#### DIRECTIONS
Could you copy the whole listing below exactly as written?

*** Begin section ***

PR #1990, opened 2021-11-03
fix: docs links fixing and removed unreleased feature

mehaknasir:
## [DOC-XXXX](https://openedx.atlassian.net/browse/DOC-XXXX)

TNL-TICKET: https://openedx.atlassian.net/browse/TNL-9207

### Reviewers

- [ ] Subject matter expert: 
- [ ] Subject matter expert: 
- [ ] Product review:
- [ ] Partner support: 
- [ ] PM review: 

@marcotuts @awaisdar001 

### Testing
 Ran ./run_tests.sh without warnings or errors

### Post-review

- [ ] Squash commits


en_us/shared/course_assets/pages.rst
```diff
@@ -290,7 +291,7 @@ Course teams can specify one or multiple times during which the discussion forum
 Configuring the Wiki application
 ================================
 
-For instructions on how to enable the wiki application see 11.3.2.3 Enabling the Wiki Application.
+For instructions on how to enable the wiki application see :ref:`11.3.2.3 Enabling the Wiki Application<Enable Wiki>`.
```
nedbat, line 294: When making references like this, you don't need to repeat the title.  You could use this, and Sphinx will pull in the title from the destination page:
```
:ref:`Enable Wiki`
```

en_us/shared/course_assets/pages.rst
```diff
@@ -98,8 +99,8 @@ To disable or enable the Teams application, follow these steps.
 
 #. Select **Apply** to save your configuration changes.
 
-Additional configuration for the Teams application can be found at 11.3.3.3
-Configuring the Teams application
+Additional configuration for the Teams application can be found at :ref:`11.3.3.3 Configuring the Teams application<Teams Configuration>`
```
marcotuts, line 102: The link would ideally be the exact name and number of the section, not "Teams Configuration" am I reading the markup correctly here?

marcotuts: Ah I just saw Ned's comment further down looks like a shorthand for Shinx

en_us/shared/course_features/teams/teams_setup.rst
```diff
@@ -99,27 +99,10 @@ These names and descriptions are visible to learners in the Teams application as
    teams associated with the deleted topic.
 
 
-**Types of Team Groups**
```
marcotuts, line 102: @mehaknasir I'm sorry, I missed the note that we had here  letting people know why the settings might not be visible. 

 note:: If you do not see all team group type options, check with your platform administrator
   to see if the relevant teams application features have been enabled.
   
I'm debating whether or not to keep this section in after all I will have an answer today for this, instead of having to go back and add this.

marcotuts: This section no longer needs to be removed given our existing note, this will give us open edx valid documentation with a way for edx partners to reach out if they have questions on this specific feature.

marcotuts (approved):
Other than keeping the team types section (a change from the original ticket's ACs) this is good to merge. thanks! 

edit: Only change missing is the Team Groups change included in the comment below. Ok to remove types of team groups section (https://github.com/edx/edx-documentation/pull/1990/files#issuecomment-961305855)

marcotuts:
From internal edX feedback, an additional requested change is in the Team Groups section

**Team Groups:**
Each team _group_ is a grouping for multiple learner teams, **and each group has several
configuration details and options.** To start, each of these team groups must be given a
unique name, and optionally a description can also be set.

The bolded section can be removed. The italicized word should become group not groups. 

FYI @sapanathomas523

en_us/shared/course_features/teams/teams_setup.rst
marcotuts: Sorry for the churn here. Ok after all to keep this change, resulting in the removal of the Types of Team Groups. @sapanathomas523  and team will add this back as part of a larger rollout.

en_us/shared/course_assets/pages.rst
mehaknasir: Hey, @nedbat Thank you for looking into this for me. I was confused if the hyperlink text is different from the title then we need to repeat it right?
I was under the impression if I use `:ref: Enable Wiki` then it will only show the title as a hyperlink but if we want to show a complete string like `11.3.2.3 `is extra here in the hyperlink then we need to specify exactly what we need to show as a hyperlink?

mehaknasir:
> From internal edX feedback, an additional requested change is in the Team Groups section
> 
> **Team Groups:** Each team _group_ is a grouping for multiple learner teams, **and each group has several configuration details and options.** To start, each of these team groups must be given a unique name, and optionally a description can also be set.
> 
> The bolded section can be removed. The italicized word should become group not groups.
> 
> FYI @sapanathomas523

This has been fixed

en_us/shared/course_assets/pages.rst
nedbat: Yes, it will only show the title, but why is the numbering useful?  By hardcoding it here, you've made it fragile: the numbering could change in the future, and this reference would be wrong.  And why does the user need the section numbering in the first place? This is a link: they will click it and be where they need to be.  The title alone will be fine.

mehaknasir: Yes, you are right. I never thought about that as it was written in the provided document as is.
@marcotuts should I remove numbering from all the hyperlinks as suggested by nat in the above discussion?

en_us/shared/course_features/teams/teams_setup.rst
mehaknasir: @saadyousafarbi this is the removed section we talking about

*** End section ***

#### ANSWER TO THIS EXERCISE
PR #1990, opened 2021-11-03
fix: docs links fixing and removed unreleased feature

mehaknasir:
## [DOC-XXXX](https://openedx.atlassian.net/browse/DOC-XXXX)

TNL-TICKET: https://openedx.atlassian.net/browse/TNL-9207

### Reviewers

- [ ] Subject matter expert: 
- [ ] Subject matter expert: 
- [ ] Product review:
- [ ] Partner support: 
- [ ] PM review: 

@marcotuts @awaisdar001 

### Testing
 Ran ./run_tests.sh without warnings or errors

### Post-review

- [ ] Squash commits


en_us/shared/course_assets/pages.rst
```diff
@@ -290,7 +291,7 @@ Course teams can specify one or multiple times during which the discussion forum
 Configuring the Wiki application
 ================================
 
-For instructions on how to enable the wiki application see 11.3.2.3 Enabling the Wiki Application.
+For instructions on how to enable the wiki application see :ref:`11.3.2.3 Enabling the Wiki Application<Enable Wiki>`.
```
nedbat, line 294: When making references like this, you don't need to repeat the title.  You could use this, and Sphinx will pull in the title from the destination page:
```
:ref:`Enable Wiki`
```

en_us/shared/course_assets/pages.rst
```diff
@@ -98,8 +99,8 @@ To disable or enable the Teams application, follow these steps.
 
 #. Select **Apply** to save your configuration changes.
 
-Additional configuration for the Teams application can be found at 11.3.3.3
-Configuring the Teams application
+Additional configuration for the Teams application can be found at :ref:`11.3.3.3 Configuring the Teams application<Teams Configuration>`
```
marcotuts, line 102: The link would ideally be the exact name and number of the section, not "Teams Configuration" am I reading the markup correctly here?

marcotuts: Ah I just saw Ned's comment further down looks like a shorthand for Shinx

en_us/shared/course_features/teams/teams_setup.rst
```diff
@@ -99,27 +99,10 @@ These names and descriptions are visible to learners in the Teams application as
    teams associated with the deleted topic.
 
 
-**Types of Team Groups**
```
marcotuts, line 102: @mehaknasir I'm sorry, I missed the note that we had here  letting people know why the settings might not be visible. 

 note:: If you do not see all team group type options, check with your platform administrator
   to see if the relevant teams application features have been enabled.
   
I'm debating whether or not to keep this section in after all I will have an answer today for this, instead of having to go back and add this.

marcotuts: This section no longer needs to be removed given our existing note, this will give us open edx valid documentation with a way for edx partners to reach out if they have questions on this specific feature.

marcotuts (approved):
Other than keeping the team types section (a change from the original ticket's ACs) this is good to merge. thanks! 

edit: Only change missing is the Team Groups change included in the comment below. Ok to remove types of team groups section (https://github.com/edx/edx-documentation/pull/1990/files#issuecomment-961305855)

marcotuts:
From internal edX feedback, an additional requested change is in the Team Groups section

**Team Groups:**
Each team _group_ is a grouping for multiple learner teams, **and each group has several
configuration details and options.** To start, each of these team groups must be given a
unique name, and optionally a description can also be set.

The bolded section can be removed. The italicized word should become group not groups. 

FYI @sapanathomas523

en_us/shared/course_features/teams/teams_setup.rst
marcotuts: Sorry for the churn here. Ok after all to keep this change, resulting in the removal of the Types of Team Groups. @sapanathomas523  and team will add this back as part of a larger rollout.

en_us/shared/course_assets/pages.rst
mehaknasir: Hey, @nedbat Thank you for looking into this for me. I was confused if the hyperlink text is different from the title then we need to repeat it right?
I was under the impression if I use `:ref: Enable Wiki` then it will only show the title as a hyperlink but if we want to show a complete string like `11.3.2.3 `is extra here in the hyperlink then we need to specify exactly what we need to show as a hyperlink?

mehaknasir:
> From internal edX feedback, an additional requested change is in the Team Groups section
> 
> **Team Groups:** Each team _group_ is a grouping for multiple learner teams, **and each group has several configuration details and options.** To start, each of these team groups must be given a unique name, and optionally a description can also be set.
> 
> The bolded section can be removed. The italicized word should become group not groups.
> 
> FYI @sapanathomas523

This has been fixed

en_us/shared/course_assets/pages.rst
nedbat: Yes, it will only show the title, but why is the numbering useful?  By hardcoding it here, you've made it fragile: the numbering could change in the future, and this reference would be wrong.  And why does the user need the section numbering in the first place? This is a link: they will click it and be where they need to be.  The title alone will be fine.

mehaknasir: Yes, you are right. I never thought about that as it was written in the provided document as is.
@marcotuts should I remove numbering from all the hyperlinks as suggested by nat in the above discussion?

en_us/shared/course_features/teams/teams_setup.rst
mehaknasir: @saadyousafarbi this is the removed section we talking about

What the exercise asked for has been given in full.